Llama la atención entonces la simplificación con que Tokatlian presenta su análisis derivado de las distintas encuestas, las que caen en el viejo vicio de plantear un antiamericanismo solapado con preguntas sobre preferencias y opciones entre un país que, con sus falencias, respeta plenamente el estado de derecho, con otro que no solo no lo hace, sino que se aprovecha de esa ventaja competitiva en el marco de las relaciones comerciales internacionales.

A su vez, en anteriores declaraciones periodísticas, el vicerrector de la Universidad Di Tella sostiene que América Latina es un territorio de disputa entre los Estados Unidos y China, y a renglón seguido señala que la elección para la presidencia del Banco Interamericano de Desarrollo (BID) de un funcionario estadounidense es una “señal de debilidad política” de ese país, que además “ha erosionado significativamente tres elementos del sistema interamericano”.

Y en este sentido, en el marco de la crisis institucional de Venezuela, destaca la convocatoria al TIAR en 2019 “por presión de Estados Unidos”, y también la injerencia del secretario general de la OEA, Luis Almagro, en el marco de la Comisión Interamericana de Derechos Humanos (CIDH).
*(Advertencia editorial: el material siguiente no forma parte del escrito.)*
PR #4520, opened 2020-02-12
Fix LCC import_from_triangulation_3

gdamiand:

## Summary of Changes

Bug fix in the function import_from_triangulation_3 that transforms a T3 into a LCC.

When the T3 use weighted points, the function does not compile.

## Release Management

* Affected package(s): T3 ? (or LCC)

### DIFF
--- a/Triangulation_3/include/CGAL/Triangulation_3_to_lcc.h
+++ b/Triangulation_3/include/CGAL/Triangulation_3_to_lcc.h
@@ -15,9 +15,27 @@
 
 #include <CGAL/assertions.h>
 #include <map>
+#include <CGAL/Weighted_point_3.h>
 
 namespace CGAL {
 
+  namespace internal 
+  {
+    template<typename Point>
+    struct Get_point
+    {
+      static const Point& run(const Point& p)
+      { return p; }
+    };
+
+    template<typename Kernel>
+    struct Get_point<CGAL::Weighted_point_3<Kernel> >
+    {
+      static const typename Kernel::Point_3& run(const CGAL::Weighted_point_3<Kernel>& p)
+      { return p.point(); }
+    };
+  }
+  
   /** Convert a given Triangulation_3 into a 3D linear cell complex.
    * @param alcc the used linear cell complex.
    * @param atr the Triangulation_3.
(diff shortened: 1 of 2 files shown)


lrineau:
Everytime I see a PR named "bugfix", I ask the same question: should not the PR apply to one of the release branches?

gdamiand:
No one complain about this bug; it only restricts the use of the function import_from_triangulation_3 to triangulation 3 having non weighted points.

I suggest to simplify our life and keep the bug fix only in master.

maxGimeno:

Triangulation_3/include/CGAL/Triangulation_3_to_lcc.h
```diff
@@ -52,7 +70,7 @@ namespace CGAL {
     for (TVertex_iterator itv = atr.vertices_begin();
          itv != atr.vertices_end(); ++itv)
     {
-      TV[itv] = alcc.create_vertex_attribute(itv->point());
+      TV[itv] = alcc.create_vertex_attribute(internal::Get_point<typename Triangulation::Point>::run(itv->point()));
```
MaelRL: I only notice now, but this seems like it should just have been `atr->construct_point(atr->point(itv))` (might be worth it to add an overload to have `Tr::construct_point(Vertex_handle)` directly) without requiring that full class.

gdamiand: I don't find the construct_point method in any triangulation 3 concept, but only in Periodic triangulation. Is this method exists for all triangulation 3 in cgal ?

MaelRL: https://github.com/CGAL/cgal/blob/master/Triangulation_3/include/CGAL/Triangulation_3.h#L568 is the particular function. It is just a call to the model of `ConstructPoint_3` provided in the traits, and this functor is required by the concept `TriangulationTraits_3`.

gdamiand: Ok, thanks @MaelRL ; will try...

PR #4521, opened 2020-02-12
Fix CGAL_Qt5_FOUND issue

### LINKED ISSUE #4517: CGAL_Qt5_FOUND is wrong
## Issue Details

Currently, if dependencies for CGAL_Qt5 are found, we set CGAL_Qt5_FOUND to true, and then, if it is true, we propose the option for WITH_CGAL_Qt5.

But if WITH_CGAL_Qt5 is set to false, `create_link_to_program(CGAL_Qt5) ` is not performed, which is supposed to mean that when trying to build a graphical example, link errors will occur (e.g. qrc_CGAL.cpp not found or something like that).

The real problem here is that when cgal is installed from a package_manager, without the option for qt5, then CGAL_Qt5_FOUND will still return TRUE if Qt5 is installed, when CGAL_Qt5 is absolutely not working, and instead of having nice NOTICE messages in cmake indicating that a dependency is misisng, the user gets cryptic moc errors.

I think that system about WITH_CGAL_Qt5 and CGAL_Qt5_FOUND is not correct, OR we shouldn't test CGAL_Qt5_FOUND but WITH_CGAL_Qt5 or something. Or maybe we should do the same locally and in the package managers, i.e if Qt is already installed, install CGAL_With_Qt5 by default.

maxGimeno:
## Summary of Changes
At the installation step, if WITH_CGAL_Qt5 was not checked, we remove the GraphicsView package from the configured packages, so no CGAL/Qt header is installed, which should fix the CGAL_Qt5_FOUND issue.

## Release Management

* Issue(s) solved (if any): fix #4517


maxGimeno:

PR #4523, opened 2020-02-13
[Surface Mesh] Fix PLY writing by reindexing vertices

sgiraudot:
## Summary of Changes

The Surface Mesh PLY writer used the vertices indices directly, which could lead to ill-formed files in the presence of garbage for example. This PR introduces a reindexing of vertices, similarly to what was already done in the OFF writer of the same class.

PR targets the 5.0 branch as the PLY writer was introduced in 5.0.

## Release Management

* Affected package(s): Surface Mesh


maxGimeno:

PR #4524, opened 2020-02-13
Handle the case of interior vertex

### LINKED ISSUE #4522: Infinite loop in PMP::corefine_and_compute_union since 4.14.2
When corefining and unioning two closed, non-self-intersecting meshes, an infinite loop is occasionally seen. This is new with 4.14.2 and also in 5.x (it did not happen in 4.12). It only happens (apparently) when the output mesh is the same as one of the inputs.

OFF files and demo code are in
https://www.dropbox.com/sh/0q1i263zkjjjv3o/AAAz27BUXGYUBqRGZDnTi_v3a?dl=0
The demo code can be built in the PMP examples environment (it's a mod of an existing sample)

* Operating system (Windows/Mac/Linux, 32/64 bits): Windows 10
* Compiler: Visual Studio 2019, 32-bit, tool set 1.42
* CGAL version: 4.14.2 or later
* Boost version: 1.67.0

sloriot:
A vertex can become interior after the stitch of the patches kept
while being the endpoint of a polyline to be removed

Completes #3893
Fixes #4522

### DIFF
--- a/Polygon_mesh_processing/include/CGAL/Polygon_mesh_processing/internal/Corefinement/face_graph_utils.h
+++ b/Polygon_mesh_processing/include/CGAL/Polygon_mesh_processing/internal/Corefinement/face_graph_utils.h
@@ -1640,9 +1640,22 @@ void remove_unused_polylines(
     halfedge_descriptor h = halfedge(v, tm), start=GT::null_halfedge();
 
     do{
+
+      halfedge_descriptor tmp_start = h;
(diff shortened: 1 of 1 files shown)


lrineau:
@maxGimeno This new bug-fix PR does not look dangerous. I think you can test it tonight with the other buf-fix PRs, if Travis checks are fine.

maxGimeno:

PR #4531, opened 2020-02-17
Bug fix in selection expansion for removal

sloriot:
Handle situation when the range of faces kept is split by a boundary:
Screenshot from 2020-02-17 19-15-02
In such case, the range must be  split and considered as two ranges


maxGimeno:

PR #4532, opened 2020-02-18
3mf <2.0

maxGimeno:
## Summary of Changes
We recently realized that the whole API of the lib3MF changed in the version 2.0. This PR adds doc and cmake checks to be sure that the user is not using a version > 2. 

## Release Management

* Affected package(s): BGL


Stream_support/include/CGAL/IO/read_3mf.h
```diff
@@ -589,6 +589,8 @@ int read_from_3mf(const std::string& file_name, PointRanges& all_points,
  * \param names will contain the name of each mesh in `file_name` if any.
  *  If the i'th mesh has no name, it will be called "Unknown Mesh" in names.
  * \return the number of soups read.
+ * 
+ * \attention Versions superior to 2.0 of lib3mf are not supported.
```
sloriot: if 2.0 is not supported it should be "superior or equal to "

sloriot:
Tested locally and version 2.0 is now ignored (at least in the demo)

sloriot:
A bit surprizing that `test/Stream_support/CMakeLists.txt` is not update...

maxGimeno:

PR #6276, opened 2022-01-26
Polynomial: Workaround for VC bug when cout << double  while rounding up

### LINKED ISSUE #6272: Windows 10: Setting the rounding mode influences output of double
## Issue Details

In the Polynomial [testsuite ](https://cgal.geometryfactory.com/CGAL/testsuite/CGAL-5.5-Ic-5/Polynomial/TestReport_Sosno_MSVC-2019-Community-Release.gz )for some versions of `VC++` we get an assertion that `3 != 3.0000000000001`

I boiled that down to this [gist](https://gist.github.com/afabri/db27a95b2818f63889e6a928d30f6c2e)

## Environment

* Operating system (Windows/Mac/Linux, 32/64 bits):  Windows
* Compiler:  VC 2017 and 2019 
* CGAL version:  afabri/Polynomial-precision-GF  because otherwise we get another assert earlier

afabri:
## Summary of Changes

Locally in the IO test function set the  rounding mode to nearest to avoid a known VC++ bug.
So we can keep the intended check that when rounding up the Modular Arithmetic for Polynomials works correctly.

## Release Management

* Affected package(s): Polynomial
* Issue(s) solved (if any): fix #6272

### DIFF
--- a/Polynomial/test/Polynomial/test_polynomial.h
+++ b/Polynomial/test/Polynomial/test_polynomial.h
@@ -285,6 +285,13 @@ void division(CGAL::Integral_domain_tag) {
 
 template <class NT>
 void io() {
+
+    // https://github.com/CGAL/cgal/issues/6272#issuecomment-1022005703
+    // VCbug:  Setting the rounding mode influences output of double
+    // The rounding mode is set to CGAL_FE_UPWARD in the test ccp files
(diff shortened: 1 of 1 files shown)


lrineau (approved):

sloriot:

PR #6239, opened 2022-01-15
Fix uninitialised members in Convex_hull_vertex_base_2.h

GilesBathgate:
Fix uninitialized members (_info,_p) in Convex_hull_vertex_base_2.h

## Summary of Changes

This is another one of these 'contentious' uninitialised member issues, thrown by the static analysis for this relatively new class. I've created this pull request just to record the issue and potential fix.

## Release Management

* Affected package(s): Convex_hull
* Issue(s) solved (if any): static analysis
* Feature/Small Feature (if any): small / bugfix
* License and copyright ownership: Returned to CGAL authors.

PR #6280, opened 2022-01-26
Fix info type and set default value

sloriot:
Replaces #6239


sloriot:

PR #6284, opened 2022-01-27
use BGL for OFF writing

### LINKED ISSUE #6278: Triangulation_2:  move triangulation_print_off.h into official IO headers
## Issue Details

Do we still need the file [`triangulation_print_OFF.h`](https://github.com/CGAL/cgal/blob/master/Triangulation_2/examples/Triangulation_2/triangulation_print_OFF.h) in an example directory?

sloriot:
Fixes #6278


sloriot:
I forgot to mention that I checked that the output before and after my change are identical.

Triangulation_2/examples/Triangulation_2/terr_trian.cpp
```diff
@@ -5,17 +5,19 @@
 
 #include <CGAL/IO/Verbose_ostream.h>
 #include <CGAL/IO/OFF.h>
+#include <CGAL/boost/graph/IO/OFF.h>
 #include <CGAL/Projection_traits_xy_3.h>
 #include <CGAL/Triangulation_2.h>
 #include <CGAL/Delaunay_triangulation_2.h>
+#include <CGAL/boost/graph/graph_traits_Delaunay_triangulation_2.h>
+#include <CGAL/boost/graph/graph_traits_Triangulation_2.h>
```
afabri, line 13: I would expect the Delaunay one to include the Triangulation one.

afabri:
As we are at it, what about replacing `int* indices = new int[ scanner.size_of_vertices()];`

Tokatlian finaliza sosteniendo que, “entonces tenemos afectados los pilares de defensa, derechos humanos y financiero”.

Concluyo esta lectura crítica de la columna del profesor ditelliano con un párrafo del ensayista francés Jean F. Revel de rigurosa actualidad: “Es una paradoja; desde el fin de la guerra fría los Estados Unidos son más detestados y desaprobados, a veces incluso por sus propios aliados, que durante ella por los partidarios declarados o no del comunismo. Observemos la diligencia y la constancia con que las autoridades democráticas o religiosas se han puesto de parte de Fidel Castro, por la única razón de que es objeto del embargo americano, por lo demás falazmente bautizado «bloqueo» para las necesidades de la causa. Ahora bien, Cuba no ha cesado de comerciar con el mundo entero, salvo con los Estados Unidos, y el bajo nivel de vida de los cubanos se debe ante todo al régimen socialista”.